The gradual increase of IQ scores over time (called the Flynn effect) is one of the most fascinating topics in the area of intelligence research. One of the most common ways to investigate the Flynn effect is to give the same group of people a new test and an old test and calculate the difference in IQs.
The problem with that methodology is that intelligence tests get heavily revised, and there may be major differences between the two versions of a test.
In this article examining the 1989, 1999, and 2009 French versions of the Wechsler Adult Intelligence Scale, the authors compared the item statistics for items that were the same (or very similar) across versions and dropped items that were unique to each version. This made the tests much more comparable.
The authors then examined how the common items’ statistics (e.g., difficulty) changed over time. This change in statistics is called “item drift” and is common. Item drift is relevant because if it happens to many items, then it would change overall IQs and be confounded with the Flynn Effect.
The results (shown below) were surprising. Over half of test items showed changes to the statistics. While most of these changes were small, they aggregated to have some noteworthy effects. Verbal subtests tended to get more difficult as time progressed, while two important non-verbal subtests (Block Design and Matrix Reasoning) got easier.
The item drift on these tests masked a Flynn effect that occurred in France from 1989 to 2009 (at least, with these test items).
It’s still not completely clear what causes item drift or the Flynn effect. But it’s important to control for item drift when examining how cognitive performance has changed with time. If not, then the traditional method of finding the difference between the scores on an old test vs. a new test, will give distorted results.
This is a really important methodological point. If test items themselves are getting harder or easier over time independent of actual ability changes, then comparing raw scores across test versions gives you garbage data. The fact that verbal items got harder while non-verbal got easier suggests cultural shifts maybe language is evolving faster, or people are more exposed to visual puzzles through technology. The “ersatz negative Flynn effect” from 1999-2009 is wild scores looked like they dropped, but it was just item drift making the test harder, not people getting dumber.

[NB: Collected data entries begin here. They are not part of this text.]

Issue #473, opened 2022-09-15
Support Right to left languages (Arabic)


lasseklovstad:
### Description

At UDIR (Elevundersøkelsen) we need support for right to left translations.

### Additional Information

1. Add new optional property in translation file `languageDirection: "rtl" | "ltr"` (defaults to ltr)
2.  In app-frontend-react changes the layout direction accordingly to the above new property.
3. Arrow icons must be flipped
4.  Because Altinn doesn't support arabic the page will contain two languages. The top html element will be the altinn language. The Form inside `<main/>` will be the right to left language.

LTR view:
![MicrosoftTeams-image](https://user-images.githubusercontent.com/43168787/190333329-ca1b6a97-c8ef-4110-994f-e8cf05c06403.png)

RTL view:
![MicrosoftTeams-image (1)](https://user-images.githubusercontent.com/43168787/190333365-75a28c51-1529-48a7-9a69-f3c0674876e9.png)

Issue #378, opened 2022-08-12
Change text resources to have a flat key/value structure


haakemon:
### Description

Our current structure is a bit verbose, and also doesn't support reuse of variables:

# Current structure:

```json5
// App/config/texts/resources.nb.json
{
  "language": "nb",
  "resources": [
  {
    "id": "optionsFromRepeatingGroup",
    "value": "Endre fra: {0}, til: {1}",
    "variables": [
      {
        "key": "Endringsmelding-grp-9786.OversiktOverEndringene-grp-9788[{0}].SkattemeldingEndringEtterFristOpprinneligBelop-datadef-37131.value",
        "dataSource": "dataModel.nested-group"
      },
      {
        "key": "Endringsmelding-grp-9786.OversiktOverEndringene-grp-9788[{0}].SkattemeldingEndringEtterFristNyttBelop-datadef-37132.value",
        "dataSource": "dataModel.nested-group"
      }
    ]
  },
  {
    "id": "confirm.body",
    "value": "Vennligst vent, endrer navn til {0}. Du har startet instance: {1} for app: {2}. Trykk [her]({3}) for å starte på nytt.",
    "variables": [
      {
        "key": "Innledning-grp-9309.NavneendringenGjelderFor-grp-9310.SubjektFornavnFolkeregistrert-datadef-34730.value",
        "dataSource": "dataModel.ServiceModel-test"
      },
      { "key": "instanceId", "dataSource": "instanceContext" },
      { "key": "appId", "dataSource": "instanceContext" },
      { "key": "appUrl", "dataSource": "applicationSettings" }
    ]
  }
 ]
}
```

# New structure:
```json5
// App/config/texts/nb.texts.json
{
  "optionsFromRepeatingGroup": "Endre fra: ${{dmv.nested-group.oldName}}, til: ${{datamodelvariables.nested-group.newName}}",
  "confirm.body":  "Vennligst vent, endrer navn til ${{dmv.ServiceModel-test.updatedName}}. Du har startet instance: ${{ic.instanceId}} for app: ${{instanceContext.appId}}. Trykk [her](${{as.appUrl}}) for å starte på nytt.",
}
```
- `[as|applicationSettiings].<variable> `points to the **applicationSettings** dataSource in current structure
- `[ic|instanceContext].<variable>` points to the **instanceContext** dataSource in current structure
[...]

PR #474, opened 2022-09-15
Support for right to left language

lasseklovstad:
## Description
Support for right to left languages. Supported languages:

```
 'ar', // Arabic
  'arc', // Aramaic
  'dv', // Divehi
  'fa', // Persian
  'ha', // Hausa
  'he', // Hebrew
  'khw', // Khowar
  'ks', // Kashmiri
  'ku', // Kurdish
  'ps', // Pashto
  'ur', // Urdu
  'yi', // Yiddish
```
Ref: https://lingohub.com/academy/best-practices/rtl-language-list

## Manual tests:
I have tested some, but not all components. All components used by Elevundersøkelsen is tested. Other apps should not be impacted by this upgrade. Some screen shots from tests (Some translation are not added):

Left to right example 1:
image

Right to left example 1:
image

Left to right example 2:
image

Right to left example 2:
image

## Related Issue(s)
- #473 

## Verification
- [ ] All tests run green

## Documentation


src/altinn-app-frontend/package.json
```diff
@@ -30,6 +30,7 @@
     "axios": "0.27.2",
     "dot-object": "2.1.4",
     "jsonpointer": "5.0.1",
+    "jss-rtl": "0.3.0",
```
haakemon, line 33: I'm not too sure about introduction of this dependency. It seems to be a relatively little used project (~80 stars on github, not updated in 3 years, ~50k weekly downloads on npm). We are also in general moving away from css-in-js.

Do you have examples of any specific rules that broke without this plugin? I think this is also valuable info for @Febakke and @mrosvik moving forward, that we probably need to also think about RTL languages when making our designs.

haakemon:
The proposed extra metadata in the `resources.xx.json` file is a bit unfortunate. We are intending to make a change to the structure of this file, so that the end result is a flat key/value structure with the content of the `resources` array.

```json
{
  "language": "ar",
  "languageDirection": "rtl",
  "id": "udir-elevundersokelsen-ar",
  "org": "udir",
  "resources": []
}
```

We already should know the language code, so from that info we should be able to tell if the language is RTL or LTR, unless I have missed something. I dont really have any experience with RTL languages, so that may very well be the case 😅

haakemon:
As a slightly unrelated sidenote/observation/question, I cannot remember having seen the `id` or `org` fields in a resource file before - what are those fields used for?

src/altinn-app-frontend/package.json
lasseklovstad: It was the recommended way to handle rtl in mui v4: https://v4.mui.com/guides/right-to-left/#right-to-left

lasseklovstad:
> The proposed extra metadata in the `resources.xx.json` file is a bit unfortunate. [We are intending to make a change to the structure of this file](https://github.com/Altinn/app-frontend-react/issues/378), so that the end result is a flat key/value structure with the content of the `resources` array.
> 
> ```json
> {
>   "language": "ar",
>   "languageDirection": "rtl",
>   "id": "udir-elevundersokelsen-ar",
>   "org": "udir",
>   "resources": []
> }
> ```
> 
> We already should know the language code, so from that info we should be able to tell if the language is RTL or LTR, unless I have missed something. I dont really have any experience with RTL languages, so that may very well be the case 😅

Da kan jeg endre til at frontend finner ut om det rtl basert på en liste med predefinert liste av språk. Fant denne listen online: https://lingohub.com/academy/best-practices/rtl-language-list

lasseklovstad:
> As a slightly unrelated sidenote/observation/question, I cannot remember having seen the `id` or `org` fields in a resource file before - what are those fields used for?

This could be some extra fields we by mistake have added 😅

src/altinn-app-frontend/package.json
lasseklovstad: The plugin will flip for example left padding to right padding in all mui components. It will basically flip everything mui related. And since it is alot of mui stuff here it was the easiest solution currently available.

lasseklovstad:
@haakemon I am not sure why the cypress tests are failing and i don't have the cypress test app locally to debug it (where can i clone the test app?). I see that the formatting test is testing text-align property, maybe that is an issue 😟

src/altinn-app-frontend/package.json
haakemon: I'm just wondering if this is nescessary at all? We usually have equal padding on right and left sides, so there really shouldnt be much need to swap them. There might be edge cases here though, thats why I would also love some input from our UX group to see if they know more.

I did some quick checks with just enabling 

```css
direction: rtl;
text-align: right;
```
and from what I can tell it looks fine with just this? But I havent been able to really dig into this and look at everything either, so there may be things you have noticed, that doesnt work with just these settings.

haakemon:
@lasseklovstad regarding the cypress tests, its located here `https://github.com/Altinn/app-frontend-react/tree/main/test/cypress`, and by following the readme you should hopefully get it up and running. If not, let me know what you get stuck on and we can improve the docs together 🙂

Looking at the summary of the cypress testrun, it seems to be failing when checking formatting of numbers, so hopefully that may give you a clue: https://github.com/Altinn/app-frontend-react/actions/runs/3061478165/jobs/4941293976#step:7:458

If you get totally stuck, just let me know and I'll try and help out

src/altinn-app-frontend/package.json
lasseklovstad: When removing this library the form looks like this. As you can see there are three problems. Right align text in table, Extra margin on right sides og RadioButtons(Will also apply for Checkboxes), Margin between NavigationButtons.
image

lasseklovstad: I have pushed a new commit where I remove the library and make the margin between Navigation and table cell right align text work without this library. The right margin on the Radiobutton isn't that important to fix imo. SO maybe we can live with the extra margin on the right side until these components are implemnted in the design system?

lasseklovstad:
@haakemon Da har jeg refakturert såpass bra at cypress testen fikk lyst til å fungere uten at jeg trengte å gjøre noe 😄 

Det er som nevnt noe margin og padding som ikke reverseres, men er ikke krise i første omgang (tenker jeg). Så lenge man husker på å kunne støtte RTL så vil dette ordne seg med nytt design system og mui blir fjernet i fremtiden.

haakemon (approved):
Looks great! 🥳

So basically, a lot of Flynn effect research might be measuring test changes rather than actual intelligence changes? That’s kind of a big deal. The 3 IQ point underestimation from item drift adds up when you’re trying to track generational shifts. Makes you wonder how much of the “reverse Flynn effect” people are freaking out about in recent years is just differential item functioning rather than genuine cognitive decline. This study really shows why you need psychometric rigor when making these comparisons you can’t just slap two test versions together and call it science.
I don’t know if I buy the “item drift” excuse for everything. If verbal subtests are getting harder because people don’t know the words or concepts, isn’t that a valid decline in crystallized intelligence? You can’t just statistically adjust away the fact that people know less vocabulary than they used to and call it a wash.
@CloverL Spot on, the study explicitly showed that the “decline” in France from 1999 to 2009 completely vanished once they corrected for the drift, which suggests the panic about us getting dumber is totally premature. It’s actually scary to think how many headlines have been generated by what is essentially a statistical error in how we calibrate questions.
The directional differences are what grab me. Verbal getting harder, block design and matrix reasoning getting easier. There’s a cultural story embedded in those items. Between 1989 and 2009 in France, what changed? Did people interact with spatial puzzles more (computers, games)? Did language become more fragmented or contextual in ways that made formal verbal reasoning less practiced? The test items are almost like fossils of their time period.
One thing that bothered me was that they only analyzed overlapping items. But test makers choose what to keep and what to drop. If items are systematically removed because they’re becoming too easy or too hard, that’s already a response to population changes. The discarded items might tell us as much as the retained ones. We’re looking at a curated subset of the data.